» **RECORDS PROVIDED**:

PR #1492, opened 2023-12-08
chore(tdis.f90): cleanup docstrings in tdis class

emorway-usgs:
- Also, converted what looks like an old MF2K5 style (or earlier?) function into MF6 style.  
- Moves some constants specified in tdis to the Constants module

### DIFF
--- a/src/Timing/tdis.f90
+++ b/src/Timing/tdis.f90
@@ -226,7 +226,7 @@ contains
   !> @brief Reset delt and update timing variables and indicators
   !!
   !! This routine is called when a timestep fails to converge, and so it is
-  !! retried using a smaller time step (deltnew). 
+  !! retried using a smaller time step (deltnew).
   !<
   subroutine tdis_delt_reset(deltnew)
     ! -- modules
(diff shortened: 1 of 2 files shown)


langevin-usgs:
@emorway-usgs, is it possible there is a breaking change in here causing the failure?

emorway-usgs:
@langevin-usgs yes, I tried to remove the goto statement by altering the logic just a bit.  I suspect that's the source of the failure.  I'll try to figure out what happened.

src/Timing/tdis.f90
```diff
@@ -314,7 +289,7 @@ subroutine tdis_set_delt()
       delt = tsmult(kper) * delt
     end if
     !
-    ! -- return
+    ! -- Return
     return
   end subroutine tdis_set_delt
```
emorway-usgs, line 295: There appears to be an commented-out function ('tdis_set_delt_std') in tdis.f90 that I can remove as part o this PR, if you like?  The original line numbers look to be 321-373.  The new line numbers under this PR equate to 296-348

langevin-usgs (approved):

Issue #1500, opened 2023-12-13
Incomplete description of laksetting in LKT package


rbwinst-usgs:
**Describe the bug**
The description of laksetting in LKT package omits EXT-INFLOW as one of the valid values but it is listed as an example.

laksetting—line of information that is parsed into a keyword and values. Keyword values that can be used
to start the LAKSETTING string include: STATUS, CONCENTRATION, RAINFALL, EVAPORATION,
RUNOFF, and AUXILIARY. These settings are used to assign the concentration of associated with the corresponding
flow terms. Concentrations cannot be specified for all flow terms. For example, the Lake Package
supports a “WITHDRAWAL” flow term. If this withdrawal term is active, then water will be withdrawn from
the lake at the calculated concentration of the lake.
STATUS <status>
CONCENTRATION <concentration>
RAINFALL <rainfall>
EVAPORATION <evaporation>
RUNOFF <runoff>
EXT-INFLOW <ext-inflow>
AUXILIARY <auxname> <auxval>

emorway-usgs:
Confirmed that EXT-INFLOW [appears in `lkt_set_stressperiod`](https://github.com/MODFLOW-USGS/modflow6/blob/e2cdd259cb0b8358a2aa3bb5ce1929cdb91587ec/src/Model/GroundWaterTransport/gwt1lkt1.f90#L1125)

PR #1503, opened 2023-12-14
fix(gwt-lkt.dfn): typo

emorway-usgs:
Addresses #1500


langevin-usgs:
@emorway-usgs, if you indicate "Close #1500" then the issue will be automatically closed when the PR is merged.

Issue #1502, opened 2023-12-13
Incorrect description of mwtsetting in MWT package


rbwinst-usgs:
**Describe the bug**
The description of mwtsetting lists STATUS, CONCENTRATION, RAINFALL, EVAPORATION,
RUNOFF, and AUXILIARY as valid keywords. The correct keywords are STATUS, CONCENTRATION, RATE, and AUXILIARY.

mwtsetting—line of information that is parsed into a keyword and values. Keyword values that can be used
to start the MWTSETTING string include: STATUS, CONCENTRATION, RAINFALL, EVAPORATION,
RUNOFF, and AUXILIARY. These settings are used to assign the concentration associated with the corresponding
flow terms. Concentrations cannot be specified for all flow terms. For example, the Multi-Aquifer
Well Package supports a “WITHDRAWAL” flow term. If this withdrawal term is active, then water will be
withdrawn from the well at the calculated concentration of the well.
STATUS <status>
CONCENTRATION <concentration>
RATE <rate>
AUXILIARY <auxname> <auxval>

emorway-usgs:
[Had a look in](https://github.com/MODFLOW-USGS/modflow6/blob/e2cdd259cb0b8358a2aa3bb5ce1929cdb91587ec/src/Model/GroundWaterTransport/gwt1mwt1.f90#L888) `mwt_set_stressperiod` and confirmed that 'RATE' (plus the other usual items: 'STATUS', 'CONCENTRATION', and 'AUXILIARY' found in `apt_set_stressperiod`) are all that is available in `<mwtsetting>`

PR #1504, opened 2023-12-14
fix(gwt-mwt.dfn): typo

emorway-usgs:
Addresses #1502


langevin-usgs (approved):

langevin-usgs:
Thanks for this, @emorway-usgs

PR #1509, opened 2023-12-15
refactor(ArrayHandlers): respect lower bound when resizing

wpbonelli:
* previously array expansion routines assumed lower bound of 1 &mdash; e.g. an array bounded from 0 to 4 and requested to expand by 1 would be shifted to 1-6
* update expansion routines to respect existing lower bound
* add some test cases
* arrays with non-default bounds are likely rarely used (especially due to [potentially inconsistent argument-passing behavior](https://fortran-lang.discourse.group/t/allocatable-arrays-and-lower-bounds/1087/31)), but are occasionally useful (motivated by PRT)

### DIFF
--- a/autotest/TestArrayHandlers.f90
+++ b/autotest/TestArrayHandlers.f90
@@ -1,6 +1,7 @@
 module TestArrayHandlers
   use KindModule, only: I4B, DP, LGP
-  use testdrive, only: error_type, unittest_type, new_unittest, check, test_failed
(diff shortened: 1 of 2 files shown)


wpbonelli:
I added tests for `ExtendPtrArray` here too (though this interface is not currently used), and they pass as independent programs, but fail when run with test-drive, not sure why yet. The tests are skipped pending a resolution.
--
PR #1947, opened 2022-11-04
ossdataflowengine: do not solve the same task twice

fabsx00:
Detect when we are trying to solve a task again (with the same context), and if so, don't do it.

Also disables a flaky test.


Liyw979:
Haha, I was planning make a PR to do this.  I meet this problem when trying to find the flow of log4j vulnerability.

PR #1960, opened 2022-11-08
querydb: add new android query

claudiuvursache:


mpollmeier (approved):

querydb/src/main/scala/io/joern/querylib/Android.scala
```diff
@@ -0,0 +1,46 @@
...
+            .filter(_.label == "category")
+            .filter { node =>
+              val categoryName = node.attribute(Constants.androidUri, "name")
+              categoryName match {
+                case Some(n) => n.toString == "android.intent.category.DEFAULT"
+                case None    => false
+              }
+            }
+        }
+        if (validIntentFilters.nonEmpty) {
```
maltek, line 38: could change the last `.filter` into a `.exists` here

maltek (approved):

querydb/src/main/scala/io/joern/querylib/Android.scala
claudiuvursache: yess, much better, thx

» **TASK DESCRIPTION**: Collect from the data above every line that includes "then".

» **OUTPUT OF THE EXERCISE**:
supports a “WITHDRAWAL” flow term. If this withdrawal term is active, then water will be withdrawn from
@emorway-usgs, if you indicate "Close #1500" then the issue will be automatically closed when the PR is merged.
Well Package supports a “WITHDRAWAL” flow term. If this withdrawal term is active, then water will be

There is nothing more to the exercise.